The Times reports that the couple had set a wedding date a few weeks earlier, planning to be married on the terrace of their apartment with two witnesses and the officiant, Judge Eve Preminger. Their noon-time hospital wedding was attended by two-dozen friends and relatives and led by Judge Preminger.

"I had been traveling when Larry went into the hospital," Webster said to the Times, "and when I was back and he was able to talk, he told me he had invited 20 people to the I.C.U. for the wedding. So it turned into a little party at his bedside."

The two men exchanged Cartier rings, speaking from the heart rather than exchanging vows. “Why would Larry need a script?” Webster said to the Times.

Kramer, one of the first prominent advocates in the early 1980s for government action against H.I.V. and AIDS, helped found the Gay Men's Health Crisis and Act Up and penned several plays about gay men and AIDS, including Just Say No, A Play about a Farce and The Destiny of Me, along with The Normal Heart, which won the Tony Award for Best Play Revival in 2011. In June Kramer received a Special Tony Award for humanitarian service. A film adaptation of The Normal Heart began filming in Fire Island in June. 

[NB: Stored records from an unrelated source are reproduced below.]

PR #579, opened 2023-11-14
feat(sequencer): support `IbcAction`s and implement ICS20 incoming transfer application logic

noot:
## Summary
Adds IBC support for ICS20 token transfers

## Background
We want IBC support, specifically for token transfers (eg. using TIA as a gas token).

See the cosmos ICS20 spec: https://github.com/cosmos/ibc/blob/fe150abb629de5c1a598e8c7896a7568f2083681/spec/app/ics-020-fungible-token-transfer/README.md

## Changes
- bump penumbra version and related deps to include IBC refactor for generic `AppHandler`s + substore support
- implement an `IbcAsset` type which represents an IBC-transferred-token
- update `Action` proto and native enums to include `IbcAction` variants, `IbcAction` is a type defined in `penumbra_ibc`
- implement `sequencer::accounts::Ics20Transfer` which is the app handler for `IbcAction`s, which is called into during `IbcAction::check_stateless` and  `IbcAction::execute`
- `Ics20Transfer` contains the actual ICS20 transfer logic; namely, handling inbound IBC packets that are transfers. there are two main cases we handle for transfer logic: a token being received on Astria from another chain, or a notification of an outbound transfer failing, in which case we need to refund the escrowed tokens.
- in both cases, we determine if Astria is the source of token we need to issue, and handle the packet accordingly (either minting the synthetic, bridged asset if we are not the source, or sending native Astria tokens from the escrow account to the recipient if we are the source)

## Testing
can't really test the transfer functionality without heavier integration testing at the moment, due to the fact that it requires merkle proofs of state of the counterparty chain. in discussions with the penumbra team about a "mock tendermint" test harness we could use to test this in a unit-test-like environment.

## Breaking Changelist
- none

## Related Issues

closes #79

PR #580, opened 2023-11-14
chore: bump rust version in ci to 1.73.0

noot:
## Summary
bump rust version in ci to 1.73.0

## Background
required for #579; had to bump penumbra deps, which bumped libp2p, which requires rust >=1.73.0

## Changes
- bump rust version in ci to 1.73.0

### DIFF
--- a/.github/workflows/test.yml
+++ b/.github/workflows/test.yml
@@ -19,7 +19,7 @@ jobs:
     if: needs.run_checker.outputs.run_tests == 'true'
     steps:
       - uses: actions/checkout@v3
-      - uses: dtolnay/rust-toolchain@1.72.0
+      - uses: dtolnay/rust-toolchain@1.73.0
       - uses: taiki-e/install-action@v2.15.2
         with:
           tool: cargo-hack@0.5.29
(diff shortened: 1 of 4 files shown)


joroshiba:
We should update the docker images as well probably

sambukowski (approved):

SuperFluffy:
This change and the bump to prost/prost-build 0.12 in #579 is currently blocked on protoc-gen-prost still being on prost 0.11.

SuperFluffy (changes requested):
Requesting changes for 2 issues:

I would like to separate wider dependency bumps and feature PRs. This bump to 1.73 is explained by another PR, but ideally the reason for bumping should be tied to that PR.

But either way: I did prepare a PR bumping penumbra (and celestia) to their latest versions, which would allow us to use prost/prost-build 0.12 and tonic 0.10 (as does #579), but that is currently blocked on protoc-gen-prost still being on prost 0.11 (which we are using through buf).

This is an issue.

Other than forking protoc-gen-prost the only way to fix this is to move off `buf` temporarily. I am not sure how feasible it is to fork `protoc-gen-prost` because it would require us to somehow put the fork on buf and make it available to buf.

noot:
@SuperFluffy okay, should i merge this PR into my IBC branch for now then? i figured the rust version bump would be separate enough for its own PR but either way is fine with me!

SuperFluffy:
Closing this in favor of #581 (move away from buf) and #582 (bump all dependencies)

@noot these two should unblock #579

Kramer, who had referred to state-permitted gay weddings as "feel good marriages" because they did not provide strong tangible benefits, decided he and Webster should marry after the Supreme Court struck down the Defense of Marriage Act.

Kramer, 78, and Webster, 67, dated in the 1970s and have been partners since the mid-1990s. Several characters in Kramer's 1978 novel "Faggots" are based on himself and Webster.